SUPPLIED DATA START

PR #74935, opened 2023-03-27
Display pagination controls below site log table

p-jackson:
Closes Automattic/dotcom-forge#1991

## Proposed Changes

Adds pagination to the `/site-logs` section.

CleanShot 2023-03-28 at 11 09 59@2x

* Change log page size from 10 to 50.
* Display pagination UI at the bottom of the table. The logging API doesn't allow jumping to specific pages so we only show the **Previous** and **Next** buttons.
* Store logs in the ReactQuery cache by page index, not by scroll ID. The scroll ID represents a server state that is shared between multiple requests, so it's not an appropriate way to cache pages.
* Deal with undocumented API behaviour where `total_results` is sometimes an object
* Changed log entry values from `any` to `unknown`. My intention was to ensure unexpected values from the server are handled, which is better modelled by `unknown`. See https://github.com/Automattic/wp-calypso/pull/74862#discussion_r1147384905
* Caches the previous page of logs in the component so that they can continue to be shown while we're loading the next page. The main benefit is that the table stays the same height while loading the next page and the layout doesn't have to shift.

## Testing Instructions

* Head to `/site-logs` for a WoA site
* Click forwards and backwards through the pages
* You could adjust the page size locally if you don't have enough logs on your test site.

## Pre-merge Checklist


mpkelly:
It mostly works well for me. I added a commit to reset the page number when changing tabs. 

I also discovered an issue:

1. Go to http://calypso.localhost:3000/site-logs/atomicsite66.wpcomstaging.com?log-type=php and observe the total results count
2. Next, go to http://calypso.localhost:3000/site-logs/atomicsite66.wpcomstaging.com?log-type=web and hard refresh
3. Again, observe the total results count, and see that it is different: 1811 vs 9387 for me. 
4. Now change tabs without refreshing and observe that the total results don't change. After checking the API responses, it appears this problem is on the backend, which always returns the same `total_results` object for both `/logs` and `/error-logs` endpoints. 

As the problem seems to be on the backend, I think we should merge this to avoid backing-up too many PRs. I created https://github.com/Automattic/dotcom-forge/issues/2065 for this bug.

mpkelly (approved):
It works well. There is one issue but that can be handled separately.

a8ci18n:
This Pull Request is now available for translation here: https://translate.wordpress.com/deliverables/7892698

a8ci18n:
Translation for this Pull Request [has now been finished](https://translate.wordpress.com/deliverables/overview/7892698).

SUPPLIED DATA END

WHAT YOU NEED TO DO:
Output an identical copy of every record above.

RESULT OF THIS TASK:
PR #74935, opened 2023-03-27
Display pagination controls below site log table

p-jackson:
Closes Automattic/dotcom-forge#1991

## Proposed Changes

Adds pagination to the `/site-logs` section.

CleanShot 2023-03-28 at 11 09 59@2x

* Change log page size from 10 to 50.
* Display pagination UI at the bottom of the table. The logging API doesn't allow jumping to specific pages so we only show the **Previous** and **Next** buttons.
* Store logs in the ReactQuery cache by page index, not by scroll ID. The scroll ID represents a server state that is shared between multiple requests, so it's not an appropriate way to cache pages.
* Deal with undocumented API behaviour where `total_results` is sometimes an object
* Changed log entry values from `any` to `unknown`. My intention was to ensure unexpected values from the server are handled, which is better modelled by `unknown`. See https://github.com/Automattic/wp-calypso/pull/74862#discussion_r1147384905
* Caches the previous page of logs in the component so that they can continue to be shown while we're loading the next page. The main benefit is that the table stays the same height while loading the next page and the layout doesn't have to shift.

## Testing Instructions

* Head to `/site-logs` for a WoA site
* Click forwards and backwards through the pages
* You could adjust the page size locally if you don't have enough logs on your test site.

## Pre-merge Checklist


mpkelly:
It mostly works well for me. I added a commit to reset the page number when changing tabs. 

I also discovered an issue:

1. Go to http://calypso.localhost:3000/site-logs/atomicsite66.wpcomstaging.com?log-type=php and observe the total results count
2. Next, go to http://calypso.localhost:3000/site-logs/atomicsite66.wpcomstaging.com?log-type=web and hard refresh
3. Again, observe the total results count, and see that it is different: 1811 vs 9387 for me. 
4. Now change tabs without refreshing and observe that the total results don't change. After checking the API responses, it appears this problem is on the backend, which always returns the same `total_results` object for both `/logs` and `/error-logs` endpoints. 

As the problem seems to be on the backend, I think we should merge this to avoid backing-up too many PRs. I created https://github.com/Automattic/dotcom-forge/issues/2065 for this bug.

mpkelly (approved):
It works well. There is one issue but that can be handled separately.

a8ci18n:
This Pull Request is now available for translation here: https://translate.wordpress.com/deliverables/7892698

a8ci18n:
Translation for this Pull Request [has now been finished](https://translate.wordpress.com/deliverables/overview/7892698).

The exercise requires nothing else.